> **DATA EXTRACTS**:

PR #17, opened 2015-02-14
Reworked Spinner

PizzaLovers007:
Made the spinner feel more like the osu! spinner.

+Calculated the RPM as the average of the last 50 read RPM's


itdelatrisu:
Looks great.  Thanks so much for your help!

One really insignificant thing: `rpm` isn't being set for the Auto/Spun-Out mods.  I'll just add it to the TODO. :P

itdelatrisu:
FPS seems to be having an effect on spinner difficulty -- it's a lot harder to spin at 60fps vs. 240fps.  Could you look at it?

PizzaLovers007:
Alright I'll try to look into it this weekend

chong601:
It actually also affected when running opsu! at arbitrary FPS (for example 1000+FPS and yes that is possible). The spinner cannot be cleared at all even on the easiest ones. 

Also, I found that even i can spin 400+ on osu!, it doesn't seem to happen on opsu! even if i spin like a madman (regardless whether the fps is 60, 120 or 240).

itdelatrisu:
fluddokt fixed this in #37 -- thanks though!

PR #18, opened 2015-02-14
close mp3 file handles.

fluddokt:
Close file handles so files can be deleted.

Not sure if this fixed the memory leak.


itdelatrisu:
Fantastic, thanks as always!

PR #20, opened 2015-02-14
Visual Changes 

fluddokt:
Visual Changes …

mostly personal preferences though

Larger hit circles
Circle overlay after drawing circle
Fade in approach circles
Fade in sliders (I don't think it looks that bad)
Fade out hit lighting
Hit Error Bar
 Probably need an option for this.
Miss locations(I don't know)

Reverse Slider ball rotation on repeats

Fill bg image to screen while keeping aspec ratio
Added a few more resolutions


itdelatrisu:
This looks great!  I didn't even notice a lot of these things before, but everything looks so much better with your changes. o_o

The error bar actually seems pretty useful, but I'll have it disabled by default and throw a switch in the options menu afterwards.  Sometimes the ticks are really far off the screen, though -- [this](http://i.imgur.com/nb3vyTI.jpg), for example -- and I think it'd be better if you could keep them inside the bar.  Maybe also hide the bar during breaks?

What's the purpose of the miss locations?  I can't think of why that'd be helpful, so I'd rather not keep them (unless you have a reason to!).

itdelatrisu:
Great, thanks so much!

PR #21, opened 2015-02-16
Visual Changes 3

fluddokt:
Combo Color ordering 
General Image scaling
Score fixed size width
Hard coded Ranking Panel
Hard coded Scorebar
Made MenuButtonBG colours darker
Extends ScoresData bg to clock

Spinner centering (slick has bad centering)


itdelatrisu:
Looks great so far, will look more thoroughly later when I have time.  Things I noticed: the "skip" button is huge (the default one, at least, which should be the same size as the back button?).  Can you also merge my recent commits so I can merge the pull request automatically?  Thanks!

fluddokt:
I just tested it the res folder as a skin in osu, and it really is that big in osu. Also can I remove the 4-5 second minimum for the skip button to be displayed at all. I'll try to get to merging in a few hours.

PR #25, opened 2015-02-27
Allows multiple instance of the same clip to be played simultaneously.

fluddokt:
This might fix some issues with some sounds not being played sometimes.

Also might require more memory since more clips are created.

### DIFF
--- a/src/itdelatrisu/opsu/audio/HitSound.java
+++ b/src/itdelatrisu/opsu/audio/HitSound.java
@@ -20,8 +20,6 @@ package itdelatrisu.opsu.audio;
 
 import java.util.HashMap;
 
-import javax.sound.sampled.Clip;
-
 /**
  * Hit sounds.
  */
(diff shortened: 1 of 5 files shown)


itdelatrisu:
Could the extra clips be destroyed afterwards?  Just from one play of [this map](https://osu.ppy.sh/p/beatmap?b=131891), about 40 clips get created and my memory usage went up by ~80mb with the default skin.  That's probably too much...

fluddokt:
Yea, but it becomes a question of when to destroy it. 
It could be destroyed right after each clip is done playing, but opening and closing clips is bad I think.
After playing the beatmap?
But if its reaching that much clips, then its probably going to need about that much clips to play another beatmap.

itdelatrisu:
Yeah, I can't think of a good solution.  The game hangs a lot when closing clips, so closing them immediately isn't an option.  But it seems silly to allocate so much extra space for sound effects...

How does this sound?  We could set a reasonable global limit on the number of Clips created, and whenever that limit is reached, just reuse the last clip played from each MultiClip (e.g. cutting off the original).  We could close all the extra clips before/after playing a beatmap (maybe in a separate thread?).

fluddokt:
Maybe have a limit on each MultiClip instead, so that one MultiClip can't just steal all the extra clips?

itdelatrisu:
I think it's actually okay as-is, since extra space gets allocated to whatever clips need them most.  I'll merge this now and make a couple of small changes (reducing number of methods, setting MAX_CLIP to 20, etc.).  Thanks so much!

PR #28, opened 2015-03-06
Attempt to fix jitter by using a higher precision timer.

itdelatrisu:


chong601:
The jitter is reduced a bit but not completely D:
Most noticeable at sliders

PR #31, opened 2015-03-07
Remove restriction from left/right click keys

ScoreUnder:
I use the comma and period keys to click with. Since I have the tablet directly in front of my keyboard, that stops me from having to reach all the way over to the z/x keys which would be quite uncomfortable.

There's no reason why someone can't have ctrl/alt or home/pgup as their preferred keys either. At the moment I think just escape needs to be checked for to make this "idiot proof", but I would question the usefulness of idiot-proofing to that degree. I've done it anyway.


itdelatrisu:
Looks fine.  Thank you!

PR #713, opened 2022-12-08
More resolution on statistics for small tables

pramsey:
Handle smaller tables with more aplomb. Potential remaining issues are around the use of the range_quintile() calculation to determine the extrema of the distribution. It might be smarter to go with the full series range intead of the 1st to 4th quintile range, since, for example, a table with a pile of points in exactly one spot may end up with those points not counting against the "distribution range" of the dimension, and thus washed out into fewer cells than it should reasonably get. I'm not sure the interquintile distance offers the protection against "outliers" that I thought it did when using it, a bit too much belt and suspenders.


Komzpa (approved):
been there, useful change.

robe2 (approved):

> **YOUR GOAL**: Word for word, reproduce all of the material shown above.

> **EXERCISE RESPONSE**:
PR #17, opened 2015-02-14
Reworked Spinner

PizzaLovers007:
Made the spinner feel more like the osu! spinner.

+Calculated the RPM as the average of the last 50 read RPM's


itdelatrisu:
Looks great.  Thanks so much for your help!

One really insignificant thing: `rpm` isn't being set for the Auto/Spun-Out mods.  I'll just add it to the TODO. :P

itdelatrisu:
FPS seems to be having an effect on spinner difficulty -- it's a lot harder to spin at 60fps vs. 240fps.  Could you look at it?

PizzaLovers007:
Alright I'll try to look into it this weekend

chong601:
It actually also affected when running opsu! at arbitrary FPS (for example 1000+FPS and yes that is possible). The spinner cannot be cleared at all even on the easiest ones. 

Also, I found that even i can spin 400+ on osu!, it doesn't seem to happen on opsu! even if i spin like a madman (regardless whether the fps is 60, 120 or 240).

itdelatrisu:
fluddokt fixed this in #37 -- thanks though!

PR #18, opened 2015-02-14
close mp3 file handles.

fluddokt:
Close file handles so files can be deleted.

Not sure if this fixed the memory leak.


itdelatrisu:
Fantastic, thanks as always!

PR #20, opened 2015-02-14
Visual Changes 

fluddokt:
Visual Changes …

mostly personal preferences though

Larger hit circles
Circle overlay after drawing circle
Fade in approach circles
Fade in sliders (I don't think it looks that bad)
Fade out hit lighting
Hit Error Bar
 Probably need an option for this.
Miss locations(I don't know)

Reverse Slider ball rotation on repeats

Fill bg image to screen while keeping aspec ratio
Added a few more resolutions


itdelatrisu:
This looks great!  I didn't even notice a lot of these things before, but everything looks so much better with your changes. o_o

The error bar actually seems pretty useful, but I'll have it disabled by default and throw a switch in the options menu afterwards.  Sometimes the ticks are really far off the screen, though -- [this](http://i.imgur.com/nb3vyTI.jpg), for example -- and I think it'd be better if you could keep them inside the bar.  Maybe also hide the bar during breaks?

What's the purpose of the miss locations?  I can't think of why that'd be helpful, so I'd rather not keep them (unless you have a reason to!).

itdelatrisu:
Great, thanks so much!

PR #21, opened 2015-02-16
Visual Changes 3

fluddokt:
Combo Color ordering 
General Image scaling
Score fixed size width
Hard coded Ranking Panel
Hard coded Scorebar
Made MenuButtonBG colours darker
Extends ScoresData bg to clock

Spinner centering (slick has bad centering)


itdelatrisu:
Looks great so far, will look more thoroughly later when I have time.  Things I noticed: the "skip" button is huge (the default one, at least, which should be the same size as the back button?).  Can you also merge my recent commits so I can merge the pull request automatically?  Thanks!

fluddokt:
I just tested it the res folder as a skin in osu, and it really is that big in osu. Also can I remove the 4-5 second minimum for the skip button to be displayed at all. I'll try to get to merging in a few hours.

PR #25, opened 2015-02-27
Allows multiple instance of the same clip to be played simultaneously.

fluddokt:
This might fix some issues with some sounds not being played sometimes.

Also might require more memory since more clips are created.

### DIFF
--- a/src/itdelatrisu/opsu/audio/HitSound.java
+++ b/src/itdelatrisu/opsu/audio/HitSound.java
@@ -20,8 +20,6 @@ package itdelatrisu.opsu.audio;
 
 import java.util.HashMap;
 
-import javax.sound.sampled.Clip;
-
 /**
  * Hit sounds.
  */
(diff shortened: 1 of 5 files shown)


itdelatrisu:
Could the extra clips be destroyed afterwards?  Just from one play of [this map](https://osu.ppy.sh/p/beatmap?b=131891), about 40 clips get created and my memory usage went up by ~80mb with the default skin.  That's probably too much...

fluddokt:
Yea, but it becomes a question of when to destroy it. 
It could be destroyed right after each clip is done playing, but opening and closing clips is bad I think.
After playing the beatmap?
But if its reaching that much clips, then its probably going to need about that much clips to play another beatmap.

itdelatrisu:
Yeah, I can't think of a good solution.  The game hangs a lot when closing clips, so closing them immediately isn't an option.  But it seems silly to allocate so much extra space for sound effects...

How does this sound?  We could set a reasonable global limit on the number of Clips created, and whenever that limit is reached, just reuse the last clip played from each MultiClip (e.g. cutting off the original).  We could close all the extra clips before/after playing a beatmap (maybe in a separate thread?).

fluddokt:
Maybe have a limit on each MultiClip instead, so that one MultiClip can't just steal all the extra clips?

itdelatrisu:
I think it's actually okay as-is, since extra space gets allocated to whatever clips need them most.  I'll merge this now and make a couple of small changes (reducing number of methods, setting MAX_CLIP to 20, etc.).  Thanks so much!

PR #28, opened 2015-03-06
Attempt to fix jitter by using a higher precision timer.

itdelatrisu:


chong601:
The jitter is reduced a bit but not completely D:
Most noticeable at sliders

PR #31, opened 2015-03-07
Remove restriction from left/right click keys

ScoreUnder:
I use the comma and period keys to click with. Since I have the tablet directly in front of my keyboard, that stops me from having to reach all the way over to the z/x keys which would be quite uncomfortable.

There's no reason why someone can't have ctrl/alt or home/pgup as their preferred keys either. At the moment I think just escape needs to be checked for to make this "idiot proof", but I would question the usefulness of idiot-proofing to that degree. I've done it anyway.


itdelatrisu:
Looks fine.  Thank you!

PR #713, opened 2022-12-08
More resolution on statistics for small tables

pramsey:
Handle smaller tables with more aplomb. Potential remaining issues are around the use of the range_quintile() calculation to determine the extrema of the distribution. It might be smarter to go with the full series range intead of the 1st to 4th quintile range, since, for example, a table with a pile of points in exactly one spot may end up with those points not counting against the "distribution range" of the dimension, and thus washed out into fewer cells than it should reasonably get. I'm not sure the interquintile distance offers the protection against "outliers" that I thought it did when using it, a bit too much belt and suspenders.


Komzpa (approved):
been there, useful change.

robe2 (approved):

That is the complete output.